In the listing below, find every line containing "interface" and copy it out.

>>>

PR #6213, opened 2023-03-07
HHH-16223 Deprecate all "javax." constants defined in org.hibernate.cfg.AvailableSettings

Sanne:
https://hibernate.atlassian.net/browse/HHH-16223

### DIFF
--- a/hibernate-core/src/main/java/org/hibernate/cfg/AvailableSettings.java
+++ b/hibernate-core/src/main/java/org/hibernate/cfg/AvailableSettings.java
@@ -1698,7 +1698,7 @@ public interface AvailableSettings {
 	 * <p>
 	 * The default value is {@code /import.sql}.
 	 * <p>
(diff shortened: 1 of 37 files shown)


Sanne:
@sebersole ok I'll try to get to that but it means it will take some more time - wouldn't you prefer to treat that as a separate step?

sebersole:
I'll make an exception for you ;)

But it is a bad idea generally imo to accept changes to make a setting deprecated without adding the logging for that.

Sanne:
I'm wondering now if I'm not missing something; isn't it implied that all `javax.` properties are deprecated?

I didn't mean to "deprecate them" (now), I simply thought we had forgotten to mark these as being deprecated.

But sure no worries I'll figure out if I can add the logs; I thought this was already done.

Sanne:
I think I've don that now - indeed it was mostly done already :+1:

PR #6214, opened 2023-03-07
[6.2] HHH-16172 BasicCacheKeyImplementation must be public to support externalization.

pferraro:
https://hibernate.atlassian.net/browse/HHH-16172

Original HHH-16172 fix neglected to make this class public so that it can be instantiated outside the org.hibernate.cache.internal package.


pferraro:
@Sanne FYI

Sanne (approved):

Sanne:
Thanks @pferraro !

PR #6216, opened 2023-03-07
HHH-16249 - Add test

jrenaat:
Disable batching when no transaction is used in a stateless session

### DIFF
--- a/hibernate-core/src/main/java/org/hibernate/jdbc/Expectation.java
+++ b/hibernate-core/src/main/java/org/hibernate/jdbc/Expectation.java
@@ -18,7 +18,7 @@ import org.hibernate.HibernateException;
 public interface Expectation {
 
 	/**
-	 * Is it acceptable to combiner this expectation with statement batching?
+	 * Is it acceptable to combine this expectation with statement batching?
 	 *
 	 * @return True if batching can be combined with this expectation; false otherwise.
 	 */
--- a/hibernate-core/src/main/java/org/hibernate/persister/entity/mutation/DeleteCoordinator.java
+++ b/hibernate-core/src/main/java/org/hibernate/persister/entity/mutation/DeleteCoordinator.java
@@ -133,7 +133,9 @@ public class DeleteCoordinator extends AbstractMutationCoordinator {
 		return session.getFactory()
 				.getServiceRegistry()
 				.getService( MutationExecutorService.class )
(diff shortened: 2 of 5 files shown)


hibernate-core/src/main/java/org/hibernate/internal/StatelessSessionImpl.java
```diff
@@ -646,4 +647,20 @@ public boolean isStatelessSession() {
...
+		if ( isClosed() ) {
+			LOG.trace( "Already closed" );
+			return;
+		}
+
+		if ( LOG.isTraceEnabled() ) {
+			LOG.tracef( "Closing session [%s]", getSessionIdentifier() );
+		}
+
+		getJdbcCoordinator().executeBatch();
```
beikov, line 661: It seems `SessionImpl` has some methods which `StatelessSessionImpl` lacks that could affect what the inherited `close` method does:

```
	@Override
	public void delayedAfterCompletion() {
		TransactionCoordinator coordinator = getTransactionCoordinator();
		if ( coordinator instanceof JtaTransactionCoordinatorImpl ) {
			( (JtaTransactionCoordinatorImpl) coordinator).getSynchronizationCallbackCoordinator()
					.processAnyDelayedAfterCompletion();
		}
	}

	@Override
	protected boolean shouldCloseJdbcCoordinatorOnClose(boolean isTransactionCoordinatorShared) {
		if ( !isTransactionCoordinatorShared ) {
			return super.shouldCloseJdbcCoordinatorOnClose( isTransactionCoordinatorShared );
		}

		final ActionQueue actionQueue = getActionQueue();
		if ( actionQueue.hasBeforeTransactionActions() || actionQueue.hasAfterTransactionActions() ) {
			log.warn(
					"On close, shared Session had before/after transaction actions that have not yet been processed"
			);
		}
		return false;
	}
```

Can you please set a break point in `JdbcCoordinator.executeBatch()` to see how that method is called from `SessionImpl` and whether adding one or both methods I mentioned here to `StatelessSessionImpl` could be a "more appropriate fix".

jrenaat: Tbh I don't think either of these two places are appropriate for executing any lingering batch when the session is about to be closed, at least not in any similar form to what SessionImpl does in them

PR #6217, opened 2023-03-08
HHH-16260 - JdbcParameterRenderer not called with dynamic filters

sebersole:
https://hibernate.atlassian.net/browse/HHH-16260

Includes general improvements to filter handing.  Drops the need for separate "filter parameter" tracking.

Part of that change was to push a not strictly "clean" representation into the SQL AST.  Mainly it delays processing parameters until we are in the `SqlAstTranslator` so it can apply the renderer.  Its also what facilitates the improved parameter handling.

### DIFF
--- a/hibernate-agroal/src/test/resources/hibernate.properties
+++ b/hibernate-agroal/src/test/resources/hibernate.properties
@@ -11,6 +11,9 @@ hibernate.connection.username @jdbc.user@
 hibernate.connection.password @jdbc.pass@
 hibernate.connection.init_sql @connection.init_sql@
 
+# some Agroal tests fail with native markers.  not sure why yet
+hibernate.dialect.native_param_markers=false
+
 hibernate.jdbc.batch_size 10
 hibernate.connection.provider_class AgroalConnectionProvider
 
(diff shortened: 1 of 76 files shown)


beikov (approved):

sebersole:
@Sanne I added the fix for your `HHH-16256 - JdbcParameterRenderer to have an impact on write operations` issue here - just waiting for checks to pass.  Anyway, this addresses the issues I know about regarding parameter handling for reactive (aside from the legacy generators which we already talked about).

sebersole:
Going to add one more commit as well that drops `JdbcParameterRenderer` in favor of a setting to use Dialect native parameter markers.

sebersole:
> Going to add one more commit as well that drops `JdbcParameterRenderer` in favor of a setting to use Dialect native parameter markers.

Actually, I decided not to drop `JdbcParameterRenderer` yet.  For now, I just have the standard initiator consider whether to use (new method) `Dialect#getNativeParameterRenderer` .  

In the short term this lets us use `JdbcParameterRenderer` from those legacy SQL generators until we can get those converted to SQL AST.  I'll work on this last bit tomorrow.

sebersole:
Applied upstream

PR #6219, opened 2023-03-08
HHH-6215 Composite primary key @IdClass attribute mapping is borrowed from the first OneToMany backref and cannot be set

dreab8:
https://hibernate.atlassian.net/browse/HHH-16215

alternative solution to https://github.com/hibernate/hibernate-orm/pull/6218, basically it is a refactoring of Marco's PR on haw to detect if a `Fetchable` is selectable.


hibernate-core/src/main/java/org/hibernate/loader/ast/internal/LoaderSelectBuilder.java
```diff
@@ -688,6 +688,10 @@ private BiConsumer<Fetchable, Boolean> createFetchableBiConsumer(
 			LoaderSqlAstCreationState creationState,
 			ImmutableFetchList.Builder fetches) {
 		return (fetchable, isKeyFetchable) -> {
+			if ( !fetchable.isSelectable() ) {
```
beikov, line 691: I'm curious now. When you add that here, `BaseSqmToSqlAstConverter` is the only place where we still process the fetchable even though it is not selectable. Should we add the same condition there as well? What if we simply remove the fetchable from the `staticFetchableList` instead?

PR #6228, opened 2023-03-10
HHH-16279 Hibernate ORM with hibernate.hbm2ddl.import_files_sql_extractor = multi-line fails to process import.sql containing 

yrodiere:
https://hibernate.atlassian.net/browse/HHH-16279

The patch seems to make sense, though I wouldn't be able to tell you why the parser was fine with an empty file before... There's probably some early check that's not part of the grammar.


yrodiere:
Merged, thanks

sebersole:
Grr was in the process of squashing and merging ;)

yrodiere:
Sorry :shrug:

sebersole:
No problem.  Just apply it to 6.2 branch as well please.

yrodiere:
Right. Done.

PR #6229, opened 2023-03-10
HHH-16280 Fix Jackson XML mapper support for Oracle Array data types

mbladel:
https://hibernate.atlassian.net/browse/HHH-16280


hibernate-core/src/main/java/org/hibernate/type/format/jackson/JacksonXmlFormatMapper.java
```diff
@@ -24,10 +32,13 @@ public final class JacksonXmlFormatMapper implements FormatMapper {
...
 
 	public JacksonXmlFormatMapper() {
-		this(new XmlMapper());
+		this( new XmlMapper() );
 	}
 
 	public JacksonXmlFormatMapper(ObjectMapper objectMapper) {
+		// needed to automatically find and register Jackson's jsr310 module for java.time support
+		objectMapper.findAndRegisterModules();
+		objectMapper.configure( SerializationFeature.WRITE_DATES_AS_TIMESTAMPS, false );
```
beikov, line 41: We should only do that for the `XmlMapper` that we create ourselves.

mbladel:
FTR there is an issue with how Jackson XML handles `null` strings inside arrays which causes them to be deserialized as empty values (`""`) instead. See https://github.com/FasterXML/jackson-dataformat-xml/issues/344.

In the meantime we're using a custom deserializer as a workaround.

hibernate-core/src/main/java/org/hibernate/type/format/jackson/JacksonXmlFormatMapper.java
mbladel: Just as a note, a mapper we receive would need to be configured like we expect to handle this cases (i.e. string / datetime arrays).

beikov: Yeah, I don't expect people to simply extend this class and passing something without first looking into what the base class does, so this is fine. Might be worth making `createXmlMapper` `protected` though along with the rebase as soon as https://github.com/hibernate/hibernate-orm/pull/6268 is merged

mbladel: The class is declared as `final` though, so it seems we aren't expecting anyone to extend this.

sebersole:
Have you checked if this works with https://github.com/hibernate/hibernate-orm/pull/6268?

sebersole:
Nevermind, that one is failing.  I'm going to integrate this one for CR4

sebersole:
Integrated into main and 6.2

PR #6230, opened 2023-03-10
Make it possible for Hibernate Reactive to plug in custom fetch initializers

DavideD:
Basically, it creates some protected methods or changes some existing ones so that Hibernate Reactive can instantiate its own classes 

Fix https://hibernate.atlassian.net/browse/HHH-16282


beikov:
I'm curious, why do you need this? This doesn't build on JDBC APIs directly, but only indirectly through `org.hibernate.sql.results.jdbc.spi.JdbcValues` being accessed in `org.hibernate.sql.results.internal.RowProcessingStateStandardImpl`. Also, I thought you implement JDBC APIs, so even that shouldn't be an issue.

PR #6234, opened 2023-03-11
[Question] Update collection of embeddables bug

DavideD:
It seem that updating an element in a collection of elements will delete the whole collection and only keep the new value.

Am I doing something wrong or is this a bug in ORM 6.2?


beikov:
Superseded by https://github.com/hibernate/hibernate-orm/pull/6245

<<<
>>>

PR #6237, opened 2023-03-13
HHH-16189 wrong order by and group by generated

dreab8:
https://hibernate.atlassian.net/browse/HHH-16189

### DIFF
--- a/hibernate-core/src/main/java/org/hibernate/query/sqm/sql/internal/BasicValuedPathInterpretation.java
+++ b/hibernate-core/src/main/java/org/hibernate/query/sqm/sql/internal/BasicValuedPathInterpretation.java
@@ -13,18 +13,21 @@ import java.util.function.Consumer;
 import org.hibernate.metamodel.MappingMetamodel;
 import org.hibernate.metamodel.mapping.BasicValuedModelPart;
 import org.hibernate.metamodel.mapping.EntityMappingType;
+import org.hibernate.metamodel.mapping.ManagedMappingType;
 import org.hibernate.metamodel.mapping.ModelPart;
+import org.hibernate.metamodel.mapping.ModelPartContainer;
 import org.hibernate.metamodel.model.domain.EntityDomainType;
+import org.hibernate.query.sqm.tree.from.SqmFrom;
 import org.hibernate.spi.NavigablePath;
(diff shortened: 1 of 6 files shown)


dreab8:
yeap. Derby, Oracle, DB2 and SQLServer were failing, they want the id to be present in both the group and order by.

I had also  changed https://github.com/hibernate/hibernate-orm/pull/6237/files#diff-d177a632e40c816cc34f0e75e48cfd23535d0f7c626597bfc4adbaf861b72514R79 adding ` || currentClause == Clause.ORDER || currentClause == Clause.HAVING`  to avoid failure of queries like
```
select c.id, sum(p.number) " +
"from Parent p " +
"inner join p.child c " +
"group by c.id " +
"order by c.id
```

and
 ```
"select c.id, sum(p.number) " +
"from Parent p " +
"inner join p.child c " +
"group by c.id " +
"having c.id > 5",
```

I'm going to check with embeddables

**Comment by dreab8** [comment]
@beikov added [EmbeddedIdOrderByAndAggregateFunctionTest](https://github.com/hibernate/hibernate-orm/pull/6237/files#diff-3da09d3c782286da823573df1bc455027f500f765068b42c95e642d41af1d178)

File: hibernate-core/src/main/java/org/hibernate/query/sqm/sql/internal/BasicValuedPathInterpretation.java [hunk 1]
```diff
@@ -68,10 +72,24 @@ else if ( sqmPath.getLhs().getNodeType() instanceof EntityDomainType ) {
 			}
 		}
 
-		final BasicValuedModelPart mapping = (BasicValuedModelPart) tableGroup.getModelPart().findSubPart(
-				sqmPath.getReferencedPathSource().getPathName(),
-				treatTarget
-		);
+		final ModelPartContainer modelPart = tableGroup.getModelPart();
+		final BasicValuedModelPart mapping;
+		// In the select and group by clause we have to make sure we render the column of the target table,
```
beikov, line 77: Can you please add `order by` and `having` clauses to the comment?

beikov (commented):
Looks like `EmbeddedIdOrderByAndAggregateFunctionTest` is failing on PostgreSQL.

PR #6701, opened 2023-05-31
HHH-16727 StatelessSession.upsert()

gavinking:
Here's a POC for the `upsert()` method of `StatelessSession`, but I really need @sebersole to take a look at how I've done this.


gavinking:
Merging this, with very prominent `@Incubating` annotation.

<<<
>>>

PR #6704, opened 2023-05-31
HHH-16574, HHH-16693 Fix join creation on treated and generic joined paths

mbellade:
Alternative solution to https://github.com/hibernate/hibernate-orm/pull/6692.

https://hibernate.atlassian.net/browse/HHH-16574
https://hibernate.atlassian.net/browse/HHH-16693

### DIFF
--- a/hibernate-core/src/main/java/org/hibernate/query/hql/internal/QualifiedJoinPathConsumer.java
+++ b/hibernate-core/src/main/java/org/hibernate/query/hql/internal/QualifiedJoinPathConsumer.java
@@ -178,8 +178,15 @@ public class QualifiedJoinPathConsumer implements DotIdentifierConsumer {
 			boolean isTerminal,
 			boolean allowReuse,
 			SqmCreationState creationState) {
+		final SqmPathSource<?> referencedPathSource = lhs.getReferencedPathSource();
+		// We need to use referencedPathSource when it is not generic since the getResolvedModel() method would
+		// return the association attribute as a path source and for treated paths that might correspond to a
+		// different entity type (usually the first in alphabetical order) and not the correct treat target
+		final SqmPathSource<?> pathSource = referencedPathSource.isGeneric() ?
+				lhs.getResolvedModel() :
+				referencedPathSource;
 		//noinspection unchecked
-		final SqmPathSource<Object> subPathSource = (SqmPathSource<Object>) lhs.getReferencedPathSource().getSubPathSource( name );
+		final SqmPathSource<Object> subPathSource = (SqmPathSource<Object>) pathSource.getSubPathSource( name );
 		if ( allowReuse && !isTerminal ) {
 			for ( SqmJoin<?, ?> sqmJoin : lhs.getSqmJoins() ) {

<<<

- [Your response]:
@@ -1698,7 +1698,7 @@ public interface AvailableSettings {
 public interface Expectation {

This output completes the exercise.